Directions:
- Preheat oven to 350°F (175°C). Grease and flour a 9 x 13-inch baking dish.
- Combine flour, baking powder, and salt in a mixing bowl. Set aside.
- In a separate bowl, mix the egg yolks and 3/4 cup granulated sugar until light and creamy.
- Stir milk and vanilla extract until well mixed.
- Gradually fold the dry ingredients into the egg yolk mixture until just incorporated.
- In a separate clean mixing bowl, whisk the egg whites until soft peaks form. Gradually add remaining 1/4 cup granulated sugar and continue whisking until stiff peaks form.
- Gently fold the whipped egg whites into the cake batter until evenly mixed.
- Pour the batter into the prepared baking dish and spread it evenly.
- Bake in the preheated oven for 25-30 minutes or until a toothpick inserted in the center comes out clean.
- While the cake is baking, prepare the tres leches mixture by combining evaporated milk, sweetened condensed milk, and cream in a mixing bowl. Whisk until well mixed. Set aside.

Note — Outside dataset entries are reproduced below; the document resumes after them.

PR #79, opened 2020-03-29
replace image with external link

tgy:


tgy:
@VincentRouvreau i did `rm -rf images` so i expect that directory will disappear

VincentRouvreau:
> @VincentRouvreau i did `rm -rf images` so i expect that directory will disappear

Sounds good to me.

PR #82, opened 2020-03-30
Improve packaging: use setup.cfg

Deathn0t:


icubam/__init__.py
```diff
@@ -0,0 +1,14 @@
+import pkg_resources
+from os import path
+from setuptools.config import read_configuration
+
+def _extract_version(package_name):
```
rth: Ideally __init__ should not import setuptools or load any files. 

The standard way is rather to indicate `__version__` here and load it from setup.py.

rth:
(Also please remove the ` .DS_Store` file).

icubam/__init__.py
Deathn0t: This is what I usually do, but I thought it was better to put it in the `setup.cfg`?

rth: You can indeed put it in `setup.cfg`, but the version in `__init__.py` should be self contained and not depend on any other file. You are not guaranteed that `setup.cfg` will be there once you pip install the package. Also performance wise it's bad. Which could mean two files that need editing on version update.

https://github.com/pypa/setuptools_scm might be useful to automate versioning somewhat BTW.

setup.py
```diff
@@ -10,4 +10,4 @@
         # If any package contains *.txt or *.rst files, include them:
         "": ["*.env"]
```
rth, line 11: Please remove from `setup.py` information that is currently in `setup.cfg` such as version, description, license, name.

icubam/__init__.py
```diff
@@ -0,0 +1,14 @@
...
+    try:
+        return pkg_resources.get_distribution(package_name).version
+    except pkg_resources.DistributionNotFound:
+        _conf = read_configuration(path.join(
+            path.dirname(path.dirname(__file__)), 'setup.cfg')
+        )
+        return _conf['metadata']['version']
+
+__version__ = _extract_version('icubam')
```
rth, line 14: To move forward on this let's just put,
```suggestion
__version__ = '0.1.2'
```
(same as in resources/config.toml) for now and address this versioning issue in a separate PR closing https://github.com/icubam/icubam/issues/121

setup.cfg
```diff
@@ -0,0 +1,39 @@
+[metadata]
+name = icubam
+description = "ICU Bed Activity Monitor."
+version = 0.1.0
```
rth, line 4:
```suggestion
version = 0.1.2
```
(same as in resources/config.toml)

setup.cfg
```diff
@@ -0,0 +1,39 @@
...
+    Natural Language :: English
+    License :: OSI Approved :: Apache Software License
+    Programming Language :: Python
+    Programming Language :: Python :: 3
+    Programming Language :: Python :: 3.8
+    Intended Audience :: Healthcare Industry
+
+
+[options]
+install_requires =
```
rth, line 20: Either we keep it here, and remove `requirements.txt` or maybe there is an option to load `requirements.txt` here (or in setup.py).  I still think having a separate `requirements.txt` file is useful.

In either case, I would not keep both, as they are redundant and annoying to maintain in sync.

If we want to merge this quickly maybe let's remove it for now, and think about it in a follow up PR?

rprimet: @rth what I've seen done is the opposite way round i.e. keep dependencies in `setup.cfg` and replace the whole contents of `requirements.txt` by `-e .`. That way `pip install -r requirements.txt` and `pip install -e .` are equivalent and pull deps as well. How does that sound? Anyway I  agree that it's mostly nitpicking and can be done after this PR has been merged?

icubam/www/server.py
```diff
@@ -1,59 +0,0 @@
-import os.path
```
rth, line 1: Removing this file looks like an accident?

setup.cfg
rth: That could also be fine, as long as we don't keep maintaining both. Though I'm not familiar with all deployment constraints.

rth:
OK, I pushed a few commits to illustrate what this could look like if we moved all config from `setup.py` to `setup.cfg` and also included `requirements.txt` there.

There is some improvement with respect to the current approach, but I also can't say that there is currently a problem that really needs fixing. There is a small risk of install issues if I messed up somewhere in `setup.cfg`.

This is ready for review now. Looking for other opinions.

dulacarnold:
I'm going to close this as it's become stale and no one is available to sync this.

PR #92, opened 2020-03-30
Migrate the message and www server to new store

olivierteboul:


icubam/db/store.py
```diff
@@ -229,6 +240,13 @@ def get_managed_icus(self, manager_user_id: int) -> Iterable[ICU]:
 
   # User related methods.
 
+  def add_default_admin(self) -> int:
+    """Creates a default 'admin/admin' user."""
+    name = 'admin'
+    hash = self.get_password_hash(name)
```
sgirgin: Can we possibly pick a less predictable password, just in case?

icubam/www/handlers/home.py
```diff
@@ -22,45 +24,71 @@ class HomeHandler(base.BaseHandler):
...
-        cluster_id[icuid] = city
-    return coords, cluster_id
-
-  def get_phones(self):
+
+  def groupby(self):
     result = collections.defaultdict(list)
-    for index, row in self.icus_df.iterrows():
-      result[row['icu_id']].append(row['telephone'])
+    for icu in self.icus.values():
```
sgirgin: With the function that coverts DB objects to dicts, I'm curious if this may also work for grouping?

https://stackoverflow.com/questions/20638006/convert-list-of-dictionaries-to-a-pandas-dataframe

icubam/db/store.py
```diff
@@ -496,3 +502,20 @@ def create_store_for_sqlite_db(cfg) -> Store:
...
+def get_column_names(obj):
+  """Returns the columns of a given class."""
+  return list(obj.__mapper__.columns.keys())
+
+def to_dict(obj):
+  """Turns a Base instance into a dictionary."""
+  columns = get_column_names(obj)
+  result = {}
+  for col in columns:
+    result[col] = getattr(obj, col)
```
fpquintao: cool!

icubam/www/handlers/home.py
olivierteboul: that is a good point. the function is not recursive for now. let's keep it for later though, since there are already a lot in the PR

fpquintao:
Merged on behalf of Olivier who had to step out a bit :)

PR #100, opened 2020-03-31
ability to active/deactive sms via handler

olivierteboul:
- along with test on the scduler
- the hander is not connected yet. PR to come
- wait for migration PR to get in before reviewing


icubam/messaging/handlers/onoff_test.py
```diff
@@ -0,0 +1,25 @@
+import unittest
+from icubam.messaging.handlers import onoff
+
+class OnOffRequestTestCase(unittest.TestCase):
```
rth: Since tests are run with pytest, you don't need importing `unittest`:

```suggestion
class OnOffRequestTestCase:
```

icubam/messaging/handlers/onoff_test.py
```diff
@@ -0,0 +1,25 @@
...
+  def test_silence_request(self):
+    userid = 123
+    icuid = 773
+    on = False
+    delay = 34
+
+    request = onoff.OnOffRequest(
+      user_id=userid, icu_id=icuid, on=on, delay=delay)
+    encoded = request.to_json()
+    self.assertIsInstance(encoded, str)
```
rth: with pytest

```suggestion
    assert isinstance(encoded, str)
```

icubam/messaging/handlers/onoff_test.py
```diff
@@ -0,0 +1,25 @@
...
+
+    decoded = onoff.OnOffRequest()
+    self.assertEqual(decoded.user_id, None)
+
+    decoded.from_json(encoded)
+    self.assertEqual(decoded.user_id, userid)
+    self.assertEqual(decoded.icu_id, icuid)
+    self.assertEqual(decoded.on, on)
+    self.assertEqual(decoded.on, on)
+    self.assertEqual(decoded.delay, delay)
```
rth:
```suggestion
    assert decoded.user_id == userid
    assert decoded.icu_id == icuid
    assert decoded.on == on
    assert decoded.on == on
    assert decoded.delay == delay
```

pytest will produce better error message than unittest anyway

icubam/messaging/scheduler_test.py
```diff
@@ -0,0 +1,139 @@
...
+
+class MockQueue:
+  def __init__(self):
+    self.data = []
+
+  def put(self, data):
+    self.data.append(data)
+
+
+class SchedulerTestCase(absltest.TestCase):
```
rth: Same comments as above about `TestCase` and not using `self.assertEqual`

icubam/messaging/handlers/onoff.py
```diff
@@ -0,0 +1,50 @@
...
+
+  def to_json(self):
+    return json.dumps(dataclasses.asdict(self))
+
+  def from_json(self, encoded):
+    self.__init__(**json.loads(encoded))
+
+
+class OnOffHandler(tornado.web.RequestHandler):
+
```
sgirgin: Can you add a comment about the purpose of the handler? It will help if one doesn't know the context,

icubam/messaging/scheduler.py
```diff
@@ -1,74 +1,103 @@
...
+      self.unschedule(msg.user_id, msg.icu_id)
+
+    handle = io_loop.call_later(delay, self.may_send, msg)
+    self.timeouts[key] = ScheduledMessage(handle, msg, when)
+    logging.info('Scheduling {} in {}s.'.format(msg.icu_name, delay))
+    return True
+
+  def schedule(self, user, icu_id: int, delay: Optional[int] = None) -> bool:
+    user_icus = {i.icu_id: i for i in user.icus}
+    if not user.is_active or icu_id not in user_icus:
```
sgirgin: Do we want to check if ICU is active?

olivierteboul:
thanks @rth pytest is used in the deployment process, however an external user forking the project my not do it, so i prefer keeping the most generic form. It is also more explicit to me.

icubam/messaging/scheduler.py
```diff
@@ -1,74 +1,103 @@
...
+      user_id = user.user_id
+      logging.info(f'Cannot send message to user {user_id} in icu {icu_id}')
+      return False
+
+    url = self.updater.get_user_url(user, icu_id)
+    msg = message.Message(icu_id, user, url)
```
sgirgin: Since you are changing Message anyway, it may be cleaner if we pass the icu instead of icu_id here. That will also simplify the checks there.

rth:
> pytest is used in the deployment process, however an external user forking the project my not do it, so i prefer keeping the most generic form. It is also more explicit to me.

It's your decision, but if a user managed to install 15 dependencies from `requirements.txt`, asking to install one more for testing is not really going to matter. It's fairly standard for python packages, I don't think it will be a blocker for contributors. 

Pytest does produce much better error messages when tests fails and is less verbose for maintainers. Also stuff like parametric tests, and other pytest features do help with increasing the test coverage.

olivierteboul:
thanks for the suggestion sertan. i have improved the code with `icu` instead of `icu_id` + added more tests

PR #112, opened 2020-03-31
fix in a debug function + test to catch it

olivierteboul:


icubam/messaging/scheduler.py
```diff
@@ -57,7 +57,8 @@ def schedule_message(
 
     when = delay + time.time()
     timeout = self.timeouts.get(msg.key, None)
-    if timeout is not None and when > timeout.when:
+    margin = 10
```
fpquintao: perhaps a little comment about the margin idea.

PR #113, opened 2020-03-31
ENH Add /version endpoint

rth:
This adds the `/sanity-checks` endpoint. 

The current output is a JSON (that should be pretty-printed by the browser) with,
```json
{
    "data": {
        "package": {"version": "0.1", "git-hash": "5decb5e"},
        "db": {
            "icus.count": 11,
            "bed_counts.count": 5,
            "bed_counts.n_covid_occ": 52,
            "bed_counts.n_covid_free": 49,
            "users.count": 22,
            "users.is_admin.count": 6,
            "regions.count": 1,
        },
        "server": {"load-average": [0.0, 0.0, 0.0]},
    }
}
```
please let me know if it would be helpful to add other things there (or if some of this information is not relevant).

**Edit:** it is pretty-printed in Firefox, not Chrome. I can render it as an HTML page it it's easier, but I would like to get some feedback first. Can't really write useful tests in that case.

Also I'm not sure if the general goal is to,
 - run those DB queries and check that the numbers are consistent
 - or check that none of them raises exceptions, in which case maybe we should wrap each call in some form of `try: ... except:..`

The git commit hash, is obtained by running git (assumes install in develop mode), otherwise we would need to somehow include it in the package information (e.g. using tools like versioneer or setuptools_scm, I haven't looked in details).


.github/workflows/pythontest-linux.yml
```diff
@@ -35,7 +35,7 @@ jobs:
         # Emit pickled gsheets testing credentials from CI secret
         python -c "import pickle; import base64; import os; tok=pickle.loads(base64.b64decode(os.getenv('GSHEETS_TOKEN'))); tfile = open('token.pickle', 'wb'); pickle.dump(tok, tfile)"
         pip install pytest
-        pytest .
+        pytest --doctest-modules icubam/
```
rth: Ideally this option should go in `setup.cfg` when it's added.

dulacarnold: I think we're not set up with a good versioning system.  We started putting versions in the config.toml but that was a bad idea, I think bumping the setup.py version every time we deploy could work.  What would you suggest?

dulacarnold: Ok, sorry I hadn't read through the json.  I think it's better to not print any information about beds etc. but to just run those calls inside try/catch blocks to make sure nothing bad is happening.  Ideally we'd have the git hash and package version.  Currently the version is accessible from the config with self.config.version, but I think that ought to be moved to icubam.__version__ or something easier to maintain.

olivierteboul: Thanks a lot Roman for the PR. I agree wih Gabriel (maybe we did not communicate clearly at first, sorry about that). but just having git commit hash, maybe commit tag and version would be perfect. Which simplifies a lot the PR. Then the route could be something like version/ ?

rth: Thanks for the feedback! Sure will make the changes -- that will simplify things indeed.

rth:
Thanks I have updated this PR following your comments. For now this takes the version from `icubam.__init__` and I agree that versioning can be improved, but let's do that in a follow up PR. I opened https://github.com/icubam/icubam/issues/121 about it.

The current JSON output is,
```
{"data": {"package": {"version": "0.1.2", "git-hash": "d85729e"}, "errors": {}}}
```
and `errors` will contain error messages if one of those `get_*` functions in `Storage` fails.

.github/workflows/pythontest-linux.yml
olivierteboul: hi roman, it s nice, but i am not sure this route should be only accessible to authenticated people. That is why i suggest to simplify it even more with no db access. Sorry to make you erase what you wrote. But please double check this statement with Romain before.
Thanks

olivierteboul: i  mean errors is not a bad idea at all... but double check how this would be accessed first

rth:
> hi roman, it s nice, but i am not sure this route should be only accessible to authenticated people. That is why i suggest to simplify it even more with no db access. Sorry to make you erase what you wrote. But please double check this statement with Romain before.
Thanks
> i mean errors is not a bad idea at all... but double check how this would be accessed first

So the question is who is going to use it and with what motivation. And what should happen if there is an issue in DB query if we remove the authentication via the cookie,
 - this endpoint just fails and you get the traceback in the log
 - this endpoint `try: except:` all  DB queries, but then the questions is  what happens if there is an error. There is no log so it's kind of hard to debug the issue.
 - this endpoint just returns the version with no DB queries. Which is also fine, but that's contrary to what the initial Task description says.

Generally it would be good to use Github issue to more clearly document what we want before implementing it.

rth:
> But please double check this statement with Romain before.

@rprimet What do you think (cf discussion above). I'm still not sure I fully understand the use case of this endpoint.

rprimet:
Hi @rth I think this endpoint's goal is to provide a basic health check and version info, but without leaking too much context (the idea being that deployers can monitor it with a regular "ping" and ensure it returns 200, and give a quick way of ensuring which version of the code runs on a given deployment). 

I agree that it should be unauthenticated since that would be simpler to monitor (and hence it should not leak information beyond "is this running somewhat as expected" and "what version of the code is this deployment running"?)

rth:
> (the idea being that deployers can monitor it with a regular "ping" and ensure it returns 200, and give a quick way of ensuring which version of the code runs on a given deployment).

@rprimet So, if it runs those DB queries and returns a 500 Internal Server Error if something fails (with the traceback in the server log), without leaking any information in the returned JSON would that be OK?  I should I not run those DB queries at all (in which case it wouldn't really check anything)?

rth:
Or should there be 2 endpoints,
 - /version  - which always succeeds
 - /sanity-checks - which runs those DB queries and fails if something went wrong
?

rprimet:
I'd go with a simple /ping endpoint (or leave the current name) that returns the version (commit hash if installed from source if such a thing is possible) and either runs the query and returns a 500 in case of error, or runs a very simple query and add e.g. the last bed_update timestamp. The only thing I want to stress is to avoid long-running queries, otherwise your solution (error 500 + traceback in logs) sounds great.

rth:
OK, got it. Thanks!

rth:
OK I pushed a fix to address comments, please have a look. Current output (unauthenticated),
```bash
$ http GET http://localhost:8888/version
HTTP/1.1 200 OK
Content-Length: 104
Content-Type: application/json; charset=UTF-8
Date: Wed, 01 Apr 2020 11:25:54 GMT
Etag: "fda3dd818a0854d9babedfde426e1cbae08a0d66"
Server: TornadoServer/6.0.3

{
    "data": {
        "bed_counts.last_modified": "2020-03-31 16:35:35",
        "git-hash": "2c18a80",
        "version": "0.1.2"
    }
}
```

> runs a very simple query and add e.g. the last bed_update timestamp. The only thing I want to stress is to avoid long-running queries

Currently it only runs, `get_bed_counts` -- shouldn't take too long I think.

dulacarnold:
Agree with all above, it should run the standard query for the map: self.db.get_visible_bed_counts_for_user(None, force=True) in a try catch and return in the json whether that succeeded or not (check len > 0 or Exception).  SGTY?

setup.py
```diff
@@ -1,7 +1,7 @@
 from setuptools import setup
 
 setup(name='icubam',
-      version='0.1',
+      version='0.1.2',
```
dulacarnold, line 4: I'll make sure to bump this with the deploy version.

rprimet:
Seems good! I don't know about the perf characteristics of the query so if @olivierteboul is fine with that I'd say great.

Something else to watch for: could we ensure somehow that this route is uncached (I'm not that familiar with Tornado so I didn't know where to look in the app). Anyway, setting a header  like `Cache-Control' = 'no-cache, no-store, must-revalidate'` in the reply might help?

icubam/www/handlers/version.py
```diff
@@ -0,0 +1,36 @@
...
+    """Get sanity checks data"""
+    data = {}
+    data['version'] = icubam.__version__
+    try:
+      git_hash = check_output(['git', 'rev-parse', '--short', 'HEAD'],
+                              encoding='utf-8').strip()
+    except Exception:
+      git_hash = 'NA'
+    data['git-hash'] = git_hash
+    bed_counts = self.db.get_bed_counts()
```
dulacarnold, line 30: Can we wrap this in a try/catch and specify in the returned data whether it returned correctly && len(bedcounts) >0, or incorrectly (len == 0 or Exception)?

setup.py
dulacarnold: (to be clear, nothing to do here).

rth:
> Agree with all above, it should run the standard query for the map: self.db.get_visible_bed_counts_for_user(None, force=True) in a try catch and return in the json whether that succeeded or not (check len > 0 or Exception). SGTY?

That's similar to what was done before, before I reverted it following comments above. If we want to have a traceback in the log and a 500 error status on failed query, the easiest is to run the query without the `try: except:`..

icubam/www/handlers/version.py
rth: We then would need specific code to log the traceback + error message, and manually return HTTP 500 error status. See https://github.com/icubam/icubam/pull/113#issuecomment-607199272

rprimet: I would say let's do the simplest thing that can work (i.e. do not catch the exception)? We don't want to supply too much context anyway... My 2cents :)

dulacarnold:
OK pour me. LGTM.

icubam/__init__.py
```diff
@@ -0,0 +1 @@
+__version__ = '0.1.2'
```
dulacarnold, line 1: Maybe this should be kept in the setup.py, and it will get pushed on pip install.

rth: Yes, in the end it should be. I opened https://github.com/icubam/icubam/issues/121 for it.

I'll open a follow up PR to address it.

rth:
A added a header to avoid caching for sure. Good to merge? I'll open a follow up PR reduce the number of places version has to be specified manually.

rprimet:
LGTM!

- Once the cake is baked, remove it from the oven and let it cool slightly in the baking dish.
- Use a fork or skewer to poke holes in the surface of the warm cake.
- Slowly pour the tres leches mixture over the warm cake and let it absorb evenly. Cover cake with plastic wrap and refrigerate for at least 4 hours or overnight to allow flavors to blend and cake to absorb liquid.
- Before serving, prepare whipped cream by mixing heavy cream, powdered sugar, and vanilla extract until stiff peaks form.
- Spread whipped cream on top of the cooled cake and garnish with sliced strawberries.
- Slice the Strawberry Tres Leche Cake and serve chilled for creamy, delicious goodness.
- Cover leftover cake with plastic wrap and store in the refrigerator for up to 3 days.